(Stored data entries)
########################################
PR #2868, opened 2022-05-18
PP-9357 Remove 'sass-lint' and add 'stylelint'

iqbalgds:
Use the GDS Stylelint NPM module.
- Add Stylelint dependencies.
- Add Stylelint config - to extend GDS Stylelint config.
- Stylelint issues will be fixed in a seperate ticket that will be prioritised in the future.
- Want to remove `sass-lint` so that we can remove the `minmist` override.

Remove the `minmist` override

Add `eslint-plugin-import` module
- Had to add this NPM module due to an issue with Standard > Eslint and NPM 8.

### DIFF
--- a/package.json
+++ b/package.json
@@ -43,6 +43,7 @@
     "start:dev": "nodemon -e js,njk -r dotenv/config start-dev.js",
     "watch": "chokidar app test *.js --initial -c 'npm run test'",
     "lint": "standard --fix",
+    "lint-sass": "stylelint '**/*.scss'",
     "watch-live-reload": "grunt watch",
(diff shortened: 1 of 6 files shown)


stephencdaly (dismissed):

package.json
```diff
@@ -88,6 +86,7 @@
     "compression": "1.7.x",
     "credit-card-type": "6.3.x",
     "csrf": "3.1.x",
+    "eslint-plugin-import": "^2.26.0",
```
kbottla, line 89: Can this be a dev dependency ?

kbottla (approved):

package.json
iqbalgds: Good spot - have updated this.
Just fixing conflicts with package-lock.json

kbottla (approved):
########################################
• Work instruction: Output exactly, and only, the lines running from the one that contains "- Stylelint issues" through the last line of the entries above.

• Result of this task:
- Stylelint issues will be fixed in a seperate ticket that will be prioritised in the future.
- Want to remove `sass-lint` so that we can remove the `minmist` override.

Remove the `minmist` override

Add `eslint-plugin-import` module
- Had to add this NPM module due to an issue with Standard > Eslint and NPM 8.

### DIFF
--- a/package.json
+++ b/package.json
@@ -43,6 +43,7 @@
     "start:dev": "nodemon -e js,njk -r dotenv/config start-dev.js",
     "watch": "chokidar app test *.js --initial -c 'npm run test'",
     "lint": "standard --fix",
+    "lint-sass": "stylelint '**/*.scss'",
     "watch-live-reload": "grunt watch",
(diff shortened: 1 of 6 files shown)


stephencdaly (dismissed):

package.json
```diff
@@ -88,6 +86,7 @@
     "compression": "1.7.x",
     "credit-card-type": "6.3.x",
     "csrf": "3.1.x",
+    "eslint-plugin-import": "^2.26.0",
```
kbottla, line 89: Can this be a dev dependency ?

kbottla (approved):

package.json
iqbalgds: Good spot - have updated this.
Just fixing conflicts with package-lock.json

kbottla (approved):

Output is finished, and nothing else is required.